Im BBW Abensberg besteht die Möglichkeit, ein vorberufliches Training, sogenannte berufsvorbereitende Bildungsmaßnahmen (BVB), zu absolvieren. Diese erstrecken sich auf ein Jahr und haben zum Ziel, die Rehabilitanden mit Tätigkeiten in verschiedenen einschlägigen Ausbildungsfeldern (Farbe, Ausbau, Metall, Holz, Hauswirtschaft, Gartenbau u.v.m.) vertraut zu machen. Hier können die Teilnehmer herausfinden, für welche Tätigkeiten sie geeignet sind. Gleichfalls finden zeitlich kürzere Maßnahmen der Berufsfindung und Arbeitserprobung statt, die vom Assessmentcenter für die Probanden organisiert werden, die bereits einen bestimmten Berufswunsch hegen.
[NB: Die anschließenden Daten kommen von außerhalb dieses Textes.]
PR #217, opened 2019-10-14
Implement Series.size in new style

PokhodenkoSA:


hpat/tests/test_series.py
```diff
@@ -186,7 +186,7 @@ def test_impl(A):
         S = pd.Series([3, 5, 6], ['a', 'b', 'c'], name='A')
         pd.testing.assert_series_equal(hpat_func(S), test_impl(S))
 
-    def test_series_attr1(self):
+    def test_series_size(self):
```
shssf: We don't need to create DataFrame for this.
Please test at least two dataset: numeric (inlucde NaN) and strings

hpat/datatypes/hpat_pandas_series_functions.py
```diff
@@ -230,6 +230,37 @@ def hpat_pandas_series_index_impl(self):
     return hpat_pandas_series_index_impl
 
 
+@overload_attribute(SeriesType, 'size')
+def hpat_pandas_series_size(self):
+    """
+    Pandas Series attribute :attr:`pandas.Series.size` implementation
+
+    **Algorithm**: result = series.size
```
shssf: No need this section. Please refer to other methods

hpat/datatypes/hpat_pandas_series_functions.py
```diff
@@ -230,6 +230,37 @@ def hpat_pandas_series_index_impl(self):
...
+        Return the number of elements in the underlying data.
+    """
+
+    _func_name = 'Attribute size.'
+
+    if not isinstance(self, SeriesType):
+        raise TypingError('{} The object must be a pandas.series. Given: {}'.format(_func_name, self))
+
+    def hpat_pandas_series_size_impl(self):
+        return self._data.size
```
shssf: I would propose to use `len(self._data)` instead.

hpat/tests/test_series.py
PokhodenkoSA: Done

hpat/datatypes/hpat_pandas_series_functions.py
PokhodenkoSA: As I can see playing with Pandas in console: pd.Series() does not store _data = None in internal representation. So _data is always something even if Series is empty.
Also this could be replaced with `len(self._data)`.

hpat/datatypes/hpat_pandas_series_functions.py
PokhodenkoSA: Sorry, I do not understand. I see lines like this in many other methods.
I will remove `Algorithm` and add `.. only:: developer`. Is it ok?

hpat/tests/test_series.py
```diff
@@ -186,14 +186,23 @@ def test_impl(A):
...
+        S = pd.Series(np.arange(n))
+        self.assertEqual(hpat_func(S), test_impl(S))
+
+        S = pd.Series()
+        self.assertEqual(hpat_func(S), test_impl(S))
+
+        S = pd.Series([np.nan, 1, 2])
+        self.assertEqual(hpat_func(S), test_impl(S))
+
+        S = pd.Series(['1', '2', '3'])
```
shssf: @PokhodenkoSA It might be better to make these set of tests as a loop.
I mean:
```
for input_data in test_input_data:
    S = pd.Series(input_data)
```
where data defined as https://github.com/IntelPython/hpat/blob/e45cc922afb855f0e5d87e30acc01ef6ef2e4002/hpat/tests/test_series.py#L2057

also, it might be better to use `pd.testing.assert_series_equal` instead `self.assertEqual` because, as I understood, the first one compare full `Series` datatype but second compares part of it. Yes, we use diffrent types of assertion in tests but it will be a one of the task for redeveloping.

hpat/datatypes/hpat_pandas_series_functions.py
shssf: ok, never mind, leave it as is.

hpat/tests/test_series.py
PokhodenkoSA: I think `pd.testing.assert_series_equal` is not applicable here because it compares who Series but Series.size returns scalar.

PR #218, opened 2019-10-14
change nunique

Rubtsowa:


hpat/datatypes/hpat_pandas_series_functions.py
```diff
@@ -1517,18 +1517,18 @@ def hpat_pandas_series_nunique(self, dropna=True):
...
-                [3, np.nan, 'b', 'b', 5.1, np.nan, 'ddd', 'dd']
             """
 
             str_set = set(self._data)
-            return len(str_set)
- 
+            if dropna == False:
+                return len(str_set)
+            else:
+                return len(str_set) + 1
```
shssf: This should not work with Numba pipeline (in HPAT these tests are disabled).
Input data is String, non None exists and parameter dropna=True
To do such thing I did `nan_exists` variable below

Rubtsowa: @shssf Shouldn't it work at all or is it implemented incorrectly?

shssf: @Rubtsowa I would expect failed tests

Rubtsowa:
@shssf I made changes. Now the error, it seems, does not occur. Check, please.

PR #220, opened 2019-10-14
Implement series.var() in new style

densmirn:


hpat/datatypes/hpat_pandas_series_functions.py
```diff
@@ -198,6 +198,79 @@ def hpat_pandas_series_values_impl(self):
...
+    numeric_only: :obj:`bool`
+        Include only float, int, boolean columns.
+        If None, will attempt to use everything, then use only numeric data.
+        Not implemented for Series.
+        *unsupported*
+
+    Returns
+    -------
+    :obj:`scalar`
+         returns :obj:`scalar`
```
shssf: It can return scalar or Series

hpat/datatypes/hpat_pandas_series_functions.py
```diff
@@ -198,6 +198,79 @@ def hpat_pandas_series_values_impl(self):
...
+    """
+
+    _func_name = 'Method var().'
+
+    if not isinstance(self, SeriesType):
+        raise TypingError('{} The object must be a pandas.series. Given: {}'.format(_func_name, self))
+
+    if not isinstance(self.dtype, types.Number):
```
shssf: https://github.com/IntelPython/hpat/pull/216#discussion_r335117490

hpat/datatypes/hpat_pandas_series_functions.py
```diff
@@ -198,6 +198,79 @@ def hpat_pandas_series_values_impl(self):
...
+
+    def hpat_pandas_series_var_impl(self, axis=None, skipna=None, level=None, ddof=1, numeric_only=None):
+        if skipna is None:
+            skipna = True
+
+        if skipna:
+            valuable_length = len(self._data) - numpy.sum(numpy.isnan(self._data))
+            return numpy.nanvar(self._data) * valuable_length / (valuable_length - ddof)
+
+        return self._data.var() * len(self._data) / (len(self._data) - ddof)
```
shssf: I don't believe numpy has no such functionality

hpat/hiframes/hiframes_typed.py
```diff
@@ -851,7 +851,7 @@ def parse_impl(data):
 
     def _run_call_series(self, assign, lhs, rhs, series_var, func_name):
         # single arg functions
-        if func_name in ('sum', 'count', 'mean', 'var', 'min', 'max', 'prod'):
+        if func_name in ('sum', 'count', 'mean', 'min', 'max', 'prod'):
```
shssf: I think this should brake parallelism. not sure.

hpat/tests/test_series.py
```diff
@@ -2099,6 +2101,58 @@ def test_series_nunique_param1_impl(S, dropna):
...
+        ref_result = pyfunc()
+        result = cfunc()
+        np.testing.assert_equal(ref_result, result)
+
+    def test_series_var_unboxing(self):
+        def pyfunc(series, skipna, ddof):
+            return series.var(skipna=skipna, ddof=ddof)
+
+        cfunc = hpat.jit(pyfunc)
+        series = pd.Series([1.3, -2.7, np.nan, 0.1, 10.9])
```
shssf: https://github.com/IntelPython/hpat/pull/217#discussion_r335113325

hpat/datatypes/hpat_pandas_series_functions.py
densmirn: I'm not sure we have to add `series` here, because `series` is returned in case of `level` specified, but currently we don't support parameter `level`. So `scalar` is always returned in our case. Do you still think I need to add `series` here?

hpat/datatypes/hpat_pandas_series_functions.py
densmirn: Numpy implementation has `ddof=0` by default, but Pandas has `ddof=1` by default. So I has to make this extra change to align the parameter between these implementations.

hpat/hiframes/hiframes_typed.py
densmirn: You are right, It breaks multiprocessing parallelism, but I still don't know how to save both approaches ("old" and "new") simultaneously. Please let me know if you have thoughts about it.

shssf: where is no single and simple recipe

densmirn: As I can see there is no multiprocessing parallelism for the algorithm in HPAT, only multi-threading based on `numba.parfor`. Numba implemented the method for numpy also using `numba.parfor` and we invoke the method in our implementation. So we are able to drop "old style" in this case.

densmirn: May previous comment was wrong.

densmirn:
@shssf, @kozlov-alexey could you take the next round to review the PR?

hpat/datatypes/hpat_pandas_series_functions.py
```diff
@@ -256,6 +256,86 @@ def hpat_pandas_series_values_impl(self):
...
+    Parameters
+    ----------
+    self: :obj:`pandas.Series`
+        input series
+    axis: :obj:`int`, :obj:`str`
+        Axis along which the operation acts
+        0/None/'index' - row-wise operation
+        1/'columns'    - column-wise operation
+        *unsupported*
+    skipna: :obj:`bool`
```
shssf: I suspect skipna=True

hpat/datatypes/hpat_pandas_series_functions.py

Ziel der Assessmentmaßnahmen besteht darin, von jedem Probanden ein Fähigkeitsprofil zu erstellen und mit dem Tätigkeitsprofil eines möglichen Berufes zu vergleichen. Aus der unzureichenden Kongruenz bzw. der Diskrepanz zwischen Fähigkeiten und beruflichen Erfordernissen im jeweiligen Tätigkeitsbereich ergibt sich dann der individuelle Unterstützungsbedarf. Den ressourcenorientierten ICF Kriterien entsprechend findet hier ein eigens entwickeltes Testinstrumentarium, der DIK 2, Verwendung. Ausbilder, Lehrer der Berufsschule, Therapeuten sowie die Sozialpädagogen in den Internaten arbeiten eng unter der Leitung eines für jeden Probanden zuständigen Case Managers zusammen, der den Rehabilitationsverlauf des jeweiligen Probanden begleitet und strukturiert.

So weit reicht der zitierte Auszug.